The next step is to remove colunms that have NA and empty values.
res <- sapply(experimentDS, function(x)all(!is.na(x)))
completeCols <- names(which(res))
experimentDS <- experimentDS[, completeCols]
res <- sapply(experimentDS, function(x)all(!(x == "")))
completeCols <- names(which(res))
experimentDS <- experimentDS[, completeCols]

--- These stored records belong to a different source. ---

Issue #1928, opened 2021-07-07
Add blog link to navigation (top and footer)


manishram:
Add blog link: https://blog.thenewboston.com to the navigation (top and footer) of the main site.

**Here is the Figma design:**
https://www.figma.com/file/UbsJyxNB7ruowSqjpx43pP/Blogs?node-id=308%3A667

![blog](https://user-images.githubusercontent.com/22790904/124728865-8ef6e680-df2d-11eb-8888-d03cedcc25f6.png)

PR #1929, opened 2021-07-07
feat: add blog link in footer and top nav

thesanjeevsharma:
closes: #1928

The blog opens on the same tab right now. I think it would be better if we could open a new tab for it. I tried using `newWindow`, but it doesn't blend well with the rest of the nav links. It also adds extra space because of the icon(image below).
If a new tab is not required then this can be merged, else let me know.

image

### DIFF
--- a/src/components/Footer/index.tsx
+++ b/src/components/Footer/index.tsx
@@ -46,6 +46,11 @@ const navLists = [
         title: 'Community Guidelines',
         url: '/guidelines',
       },
+      {
+        isExternal: true,
+        title: 'Blog',
+        url: 'https://blog.thenewboston.com',
+      },
     ],
   },
   {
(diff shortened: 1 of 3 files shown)


jamessspanggg:
I think we can just use react router link to open in a new tab without the icon?

manishram:
Hey @jamessspanggg,
Our blog site resides in a subdomain so there is **no problem opening link in the same tab**. Google started considering subdomains as internal linking since 2011 update.

manishram (approved):

src/components/Footer/index.tsx
```diff
@@ -46,6 +46,11 @@ const navLists = [
         title: 'Community Guidelines',
         url: '/guidelines',
       },
+      {
+        isExternal: true,
```
jamessspanggg, line 50: can remove `isExternal: true` since it can be internal link?

jamessspanggg (approved):

Issue #1931, opened 2021-07-09
Add Developer Portal's Living Whitepaper's Landing Page onto the website


ma2b0043:
Hi, you need to add Developer Portal's Living Whitepaper's Landing Page onto the website. The things you may need to complete this task are as follows:
- Content:
https://docs.google.com/document/d/1_6OCmqL0OK5UiWJROe-EbRYAQa9s-iuIIQOdv_Vd5Bs/edit
- UI & Handoff
https://www.figma.com/file/x6gQN0dfrzCq1iDfbLQTXZ/Living-Whitepaper?node-id=1%3A3
- Other materials
https://drive.google.com/drive/folders/1WZYNsT2bJ16_zbteY34gd2HHfIPeyZUr?usp=sharing
White Paper Diagrams-20210705T032731Z-001.zip

Link to design issue: https://github.com/thenewboston-developers/Design/issues/223

All of the design guidelines and materials are provided in the links listed above^, and if you need assistance, kindly let us know asap, so that we can help you.

Breakdown of tasks (to be confirmed):
- [x] Add basic routes for pages (James)
- [x] Create dev portal layout, contains top links, breadcrumbs container, side bar etc (James)
- [x] Responsive main structure of the living whitepaper landing page (James)
- [x] Principal Entities on the network documentation (Sanjeev)
- [x] Principal Events and Processes on the network documentation (Sanjeev)
- [x] Architecture - deep dive documentation (James)
- [x] Breadcrumb component + sidebar component (James)

jamessspanggg:
Hi, can provide permissions for the content as well as the UI & handoff to the FE team?

manishram:
@jamessspanggg please DM me your Figma email on Discord. I'll send you the invite.

jamessspanggg:
hi @angle943 @thesanjeevsharma 

Since Justin is occupied with the beta wallet, Sanjeev should we work on this together? This page seems to be quite huge.

We can break the task down, make small changes and merge to development regularly, since the page is not able to be accessed by the public.

thesanjeevsharma:
Sure @jamessspanggg, let me have a thorough look at the Figma design then I'll get back to you on discord. 👍

PR #1944, opened 2021-07-14
feat/white paper principal entities

thesanjeevsharma:
Part of #1931


src/containers/LivingWhitepaper/LivingWhitepaper.scss
```diff
@@ -110,7 +118,17 @@
...
     background-color: var(--color-cyan-900);
-    padding: 48px 72px;
+    padding: 72px 48px;
+    padding-right: 72px;
+
+    @media (max-width: 768px) {
+      padding-right: 48px;
+    }
+
+    @media (max-width: 768px) {
```
jamessspanggg, line 128: hmm seems like this media query is the same as the one above? should it be `414px` or smth?

src/containers/LivingWhitepaper/containers/PrincipalEntities/index.tsx
```diff
@@ -1,10 +1,595 @@
...
+            Registered users choice for governor
+          </p>
+        </section>
+        <Divider className="PrincipalEntities__divider" />
+        <div className="PrincipalEntities__bottom-bar">
+          <div
+            className="PrincipalEntities__bottom-bar-content"
+            onClick={() => history.push('/developer/whitepaper/principal-events')}
+            role="button"
+            tabIndex={0}
```
jamessspanggg, line 583: can we make this a component under `LivingWhitepaper/components`? so we can reuse in other pages. Can pass in the URL and text to be displayed as props

jamessspanggg (commented):
Sick work, the page looks amazing.

src/containers/LivingWhitepaper/LivingWhitepaper.scss
jamessspanggg: We have extra padding on the RHS with this change

Screen Shot 2021-07-17 at 9 17 28 AM

src/containers/LivingWhitepaper/containers/PrincipalEntities/index.tsx
jamessspanggg: let me create the component from my side

src/containers/LivingWhitepaper/LivingWhitepaper.scss
thesanjeevsharma: fixing that query.

Also, there's actually more padding on RHS. I've left a comment on Figma for you.
But on smaller screens, I have kept it equal because it didn't look nice.

jamessspanggg (approved):
Amazeballs

PR #1987, opened 2021-07-24
Fix whitepaper issues, scrolling behaviour when page reload

jamessspanggg:


src/components/DataTable/DataTable.scss
```diff
@@ -3,6 +3,8 @@
 .DataTable {
   &__table {
     box-shadow: 0 1px 13px rgba(0, 0, 0, 0.06);
+    display: block;
```
Lalisfeed, line 6: @jamessspanggg it looks nice when
* `display:table;` looks much better than block
* when tables are placed inside a div as follows
```
<div  style="overflow-x:auto;"> 
<table>Table stuff</table> // remove `overflow-x: scroll;` form the table
</div>
```
what do you say?

PR #1992, opened 2021-07-25
Remove old documentation

buckyroberts:


jamessspanggg:
Are we removing everything including the wallet guide and deployment guides? I think these are not covered in the whitepaper. @manishram tagging you here as well

Screen Shot 2021-07-26 at 8 35 43 AM

buckyroberts:
@jamessspanggg we can leave those in until beta is ready since they will still be useful for users until then.

jamessspanggg:
> @jamessspanggg we can leave those in until beta is ready since they will still be useful for users until then.

I see, then should we not remove the Documentation link at the top nav? since if we remove them, then the users have no way to access unless they enter the url directly

jamessspanggg:
Maybe we can just remove the `guide` section, while leaving the others? I can takeover this PR if its ok

Screen Shot 2021-07-26 at 9 37 24 PM

manishram:
@jamessspanggg, please go ahead. :)

jamessspanggg:
@manishram updated as discussed, can check if its alright?

Screen Shot 2021-07-29 at 2 21 47 PM

manishram:
@jamessspanggg looks good to me.

PR #2009, opened 2021-08-07
Add project rules under developer portal

jamessspanggg:
Fixes part of #2001 

Note that the latest project rules is different from the existing one, with styling and wording changes

~~TODO: add project FAQ~~

PR #2011, opened 2021-08-08
Handle breadcrumb and sidemenu for projects

jamessspanggg:
Fixes part of #2009 

Pending confirmation from designer

### DIFF
--- a/src/containers/DeveloperPortalProjects/components/Breadcrumb/index.tsx
+++ b/src/containers/DeveloperPortalProjects/components/Breadcrumb/index.tsx
@@ -15,11 +15,17 @@ import './Breadcrumb.scss';
 type Props = {
   className?: string;
   breadcrumbHeight: number;
+  approvedProjectUrls?:
+    | {
+        title: string;
+        url: string;
+      }[]
+    | null;
 };
 
 const TOP_LINK_HEIGHT = 72;
 
-const Breadcrumb: FC<Props> = ({breadcrumbHeight, className}) => {
+const Breadcrumb: FC<Props> = ({approvedProjectUrls, breadcrumbHeight, className}) => {
   const location = useLocation();
   const {width} = useWindowDimensions();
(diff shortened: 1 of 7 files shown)


jamessspanggg:
@thesanjeevsharma there are still some pending confirmation from the designer about this, but i think we can merge this first and come back to it later, since ur project details page requires this.

src/containers/DeveloperPortalProjects/components/Breadcrumb/index.tsx
```diff
@@ -15,11 +15,17 @@ import './Breadcrumb.scss';
 type Props = {
   className?: string;
   breadcrumbHeight: number;
+  approvedProjectUrls?:
+    | {
+        title: string;
+        url: string;
+      }[]
+    | null;
```
thesanjeevsharma, line 23: 😮 What's this? It can be `null` or an array of objects with the shape `{title, url}`?

What does that first pipe mean?

jamessspanggg: > 😮 What's this? It can be null or an array of objects with the shape {title, url}?

Yes correct.

The first pipe is needed if your type starts in the next line, autoformat does that 😅

thesanjeevsharma:
@jamessspanggg The list doesn't close once it's opened. Can we fix this?
image

thesanjeevsharma:
Also, I cannot see the complete side menu even if I scroll. I have to scroll my page to the end to see the rest of the menu.

image

jamessspanggg:
> Also, I cannot see the complete side menu even if I scroll. I have to scroll my page to the end to see the rest of the menu.
> 
> image

yes, that's the confirmation that i require from the designer, since there will be so many projects.

jamessspanggg:
> @jamessspanggg The list doesn't close once it's opened. Can we fix this?

ok let me work on taht

jamessspanggg:
@thesanjeevsharma added the fix

thesanjeevsharma (approved):

Issue #2001, opened 2021-08-03
Integrated Projects & Rules


manishram:
**Task:**
- Need to update the Projects section (https://thenewboston.com/projects) with an updated design.

**Design:**
- https://www.figma.com/file/5madc2zFyUi7A3G0ZeFcry/Integrated-Projects-and-Rules?node-id=0%3A1

Feel free to break the task into smaller sub-tasks. Let me know if any additional information or clarification is required.

jamessspanggg:
I think we basically have to move the projects page to be under the developer portal section. @thesanjeevsharma 

The implementations should be quite similar with the existing one, except for the sidemenu where the `Approved Projects` section does not scroll accordingly. When we click one of the links in the sidemenu, it will directly visit the project details page. Only the inner subsections need to highlight and scroll accordingly.

I think we can break down the tasks to:
- [ ] Move Projects Home Page 
- [ ] Move Projects Details Page
- [ ] Move List of Projects
- [ ] Move Rules and Guidelines page

PR #2022, opened 2021-08-17
refactor: get rid of Projects container

thesanjeevsharma:
closes: #2001


src/containers/App.tsx
```diff
@@ -38,10 +37,9 @@ import TermsOfUse from './TermsOfUse';
 import Wallet from './Wallet';
 
 /**
- * Lazy load pages that may contribute a lot to the bundle size
+ * Lazy load pages that may contribute a lot to the bundle sizes
```
thesanjeevsharma, line 40: lol GitHub Co-pilot 😆

jamessspanggg:
I think we should wait for the designer's decision on the sidemenu before merging this

jamessspanggg:
@thesanjeevsharma i added a temporary fix to add the max-height to the sidemenu, do u think this solution is feasible for now? we can come back to it and fix if the designer has other opinions

thesanjeevsharma:
@jamessspanggg I think we can get rid of this scroll bar?

image

jamessspanggg (approved):

PR #2026, opened 2021-08-24
! Fix roadmap hero image position

jamessspanggg:
Screen Shot 2021-08-24 at 10 10 29 PM

### DIFF
--- a/src/containers/Roadmap/components/TeamRoadmapCard/TeamRoadmapCard.scss
+++ b/src/containers/Roadmap/components/TeamRoadmapCard/TeamRoadmapCard.scss
@@ -42,7 +42,7 @@
 
   &__content {
     max-height: 480px;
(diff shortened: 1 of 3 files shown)


src/containers/Roadmap/components/TeamRoadmapCard/TeamRoadmapCard.scss
```diff
@@ -42,7 +42,11 @@
 
   &__content {
     max-height: 480px;
-    overflow-y: scroll;
+    overflow-y: auto;
+
+    &::-webkit-scrollbar-track {
+      display: none;
+    }
```
thesanjeevsharma, line 49: @jamessspanggg I think it should work without this too. You can try on mac first, I am leaving this here.

We can remove this in some other PR, if all works fine on your end.

PR #2028, opened 2021-08-25
sfc for components

angle943:
the `container` files need them as well, but then I got lazy. We can put that in the backlog.

One thought i have had while working on the Wallet app. Styled Components uses the `className` prop to perform the magic of being able to style other StyledComponents from the reference of a parent component (https://styled-components.com/docs/basics#styling-any-component)

Let me try to explain what happened with an example. suppose we have two components:

`const Child = ({className}) => <div className={className}>...</div>`
`const Parent = () => <div><S.Child /></div>`

within the `Parent`'s `Styled` file, I add styling to the `Child` like so:

```
import UChild from './Child';

export const Child = styled(UChild)`
   background: pink;
`
```

Therefore, whenever the `<S.Child />` is rendered within the `<Parent />`, it turns pink.

So I did something like this, and after awhile, I thought (mistakenly) that `Child` component does not need the `className` component (I must've forgotten how styled-components work, but even if I did remember, it is not so obvious which component is being styled from a parent component, and which aren't), and so I removed it. The `<S.Child />`, therefore, was no longer pink. But I was unaware of this for quite awhile, until I noticed finally that the UI was busted (with pink it is obvious, but my issue was more subtle, dealing with margins).

`Styled-Components` gives no indication that there is some styling that has been defined, but because of the absense of `className`, it is not put into effect. This is quite alarming, since it may potentially mean that some styles goes unapplied without our knowledge.

One way we can solve this dilemma is to enforce that all our `components` must have an optional `className` prop, and that `className` be put within the appropriate React Element. I'm not sure if there's a linting rule that enforces this though.

But I want you guys's thoughts. Hopefully you guys understand my worry?

### DIFF
--- a/src/components/A/index.tsx
+++ b/src/components/A/index.tsx
@@ -1,13 +1,13 @@
-import React, {FC, ReactNode} from 'react';
+import React, {ReactNode} from 'react';
 import clsx from 'clsx';
 import {Icon, IconType} from '@thenewboston/ui';
 import {bemify} from '@thenewboston/utils';
+import {SFC} from 'types/generic';
 
 import './A.scss';
 
 interface ComponentProps {
   children?: ReactNode;
-  className?: string;
   dataTestId?: string;
   href: string;
   newWindow?: boolean;
@@ -15,7 +15,7 @@ interface ComponentProps {
   iconSize?: number;
 }
 
-const A: FC<ComponentProps> = ({
+const A: SFC<ComponentProps> = ({
   children,
   className,
   dataTestId = 'A',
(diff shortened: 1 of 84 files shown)


jamessspanggg:
> But I want you guys's thoughts. Hopefully you guys understand my worry?

Yep I understand the issue, I think this issue will be apparent when we migrate over to styled-components. But nonetheless, i think it's good to add this type. We can just have a mental note to add this type at every component.

jamessspanggg (approved):

thesanjeevsharma (approved):
LGTM

Yeah, I get what you're trying to solve. I think this will be helpful. 👍

PR #490, opened 2019-12-02
Fix for non-routable IP regex

andywhitfield:
The 172.2 pattern has an extra \ causing the fallback to host ip not to occur


robinrodricks:
Thank you for spotting this!

andywhitfield:
> 
> 
> Thank you for spotting this!

No probs, thanks for your quick look at this PR - do you have any plan when the next package will be pushed to nuget? We came across this bug connecting to a third-party system and have temporarily used our copy of FluentFTP with this fix to test it confirm it worked - which it did :) But this was just a quick hack and we'd want to use the actual nuget feed version of FluentFTP.

robinrodricks:
Its already published to nuget.

Issue #387, opened 2019-03-27
when upload big file(11g db backup file), timed out trying to read data from the socket stream! 


luchunminglu:
**FTP OS: winserver2016

**FTP Server:filezilla0.9.60

**Computer OS:winserver 2012

it doesn't happen when upload small file.
when upload a big（test on 200mb & 10gb） db backup file, client.UploadFile(localFullFilePath, ftpFullPath) method report a timeout exception.The Error is "Timed out trying to read data from the socket stream! "
the wield thing is the db file is actual uploaded, i check the file size in ftp is right(but not check the file content). 
so i think may be after upload big file, the flutent ftp does something read, which cause this error.

FluentFTP.FtpException: Error while uploading the file to the server. See InnerException for more info. ---> System.TimeoutException: Timed out trying to read data from the socket stream!
   在 FluentFTP.FtpSocketStream.Read(Byte[] buffer, Int32 offset, Int32 count)
   在 FluentFTP.FtpSocketStream.ReadLine(Encoding encoding)
   在 FluentFTP.FtpClient.GetReply()
   在 FluentFTP.FtpClient.UploadFileInternal(Stream fileData, String remotePath, Boolean createRemoteDir, FtpExists existsMode, Boolean fileExists, Boolean fileExistsKnown, IProgress`1 progress)
   --- 内部异常堆栈跟踪的结尾 ---
   在 FluentFTP.FtpClient.UploadFileInternal(Stream fileData, String remotePath, Boolean createRemoteDir, FtpExists existsMode, Boolean fileExists, Boolean fileExistsKnown, IProgress`1 progress)
   在 FluentFTP.FtpClient.UploadFileFromFile(String localPath, String remotePath, Boolean createRemoteDir, FtpExists existsMode, Boolean fileExists, Boolean fileExistsKnown, FtpVerify verifyOptions, IProgress`1 progress)
   在 FluentFTP.FtpClient.UploadFile(String localPath, String remotePath, FtpExists existsMode, Boolean createRemoteDir, FtpVerify verifyOptions, IProgress`1 progress)

(000001)2019/3/28 12:50:03 - scims (192.168.163.1)> OPTS UTF8 ON
(000001)2019/3/28 12:50:03 - scims (192.168.163.1)> 202 UTF8 mode is always enabled. No need to send this command.
(000001)2019/3/28 12:50:03 - scims (192.168.163.1)> SYST
[...]

PR #507, opened 2020-01-06
#387 exhaust NOOP responses also after 226 Transfer complete

aliquid:


robinrodricks:
Awesome! One small question, what if there are no responses? Will it block forever at the ReadStaleData call?

robinrodricks:
Sorry! Just read your comment and you've tested this, which is great. Thanks again.

aliquid:
Yeah no `ReadStaleData/Async` is effectively a no-op if there is no available data. It does not even poll.

Only reason for available data would be superfluous responses, and new code only bothers if it knows it sent any NOOPs.

PR #511, opened 2020-01-16
Added support for the HOST command to be sent after the handshake

dansharpe83:
added a variable in the properties and a command in both Connect and ConnectAsync if the value is set to true


robinrodricks:
Hi, why is this required? Can you explain what issue it fixes or what it
allows you?

dansharpe83:
We need to connect to an FTP site where the HOST command has to be sent directly after the handshake, i think its to get around where the FTP site resolves to an address rather than ip. without this fix we can't connect to the FTP we use

robinrodricks:
Can you send the logs of a successful connection? See the FAQ in how to get
logs.

robinrodricks:
Thanks Dan!

PR #525, opened 2020-02-15
MMD5 Hash Command support

n0ix:
Added support for MMD5 Command.

See https://tools.ietf.org/html/draft-twine-ftpmd5-00 for doc


robinrodricks:
This is great. Thanks!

Splits the experiment data set into traning and test dataset. As the rule of the thumb suggests 70% of the data is used for training and the remainder for testing.
A seed is set to have the code results being reproducible.
set.seed(2323)
inTrain = createDataPartition(experimentDS$classe, p = 0.7)[[1]]
training = experimentDS[ inTrain,]
testing = experimentDS[-inTrain,]
Random forest model is used. The reason being is that it’s a good match and is the one used in the original article.
The randomForest function is used, because using the “train” with “rf” from caret takes a very long time to compute.
rfModel <- randomForest(classe~.,data=training)
Then the test dataset is used to verify the accuracy of the algorithm.
rfResult <- predict(rfModel, testing)
The accuracy result:
confusionMatrix(testing$classe, rfResult)$overall['Accuracy']
## Accuracy
## 0.9942226
The accuracy seems to be too good. But in the final part, it’s possible to see that the model is correct.
For the final part, the model is used to predict an unclassified data.
First the test dataset is loaded. It has only 20 rows to be classified.
testDS <- read.csv("pml-testing.csv")
nrow(testDS)
## [1] 20
Then the model is used to predict the “classe” of the data.
rfTestResult <- predict(rfModel, testDS)
rfTestResult
## 1 2 3 4 5 6 7 8 9 10 11 12 13 14 15 16 17 18 19 20
## B A B A A E D B A A B C B A E E A B B B
## Levels: A B C D E
Even tough the accuracy seems to high, which could be an alarm for overfitting. When testing in a unclassified data set and submitted as the test cases for the assignment, the prediction was correct in 100% of the 20 cases, which proves that the model was correctly fitted.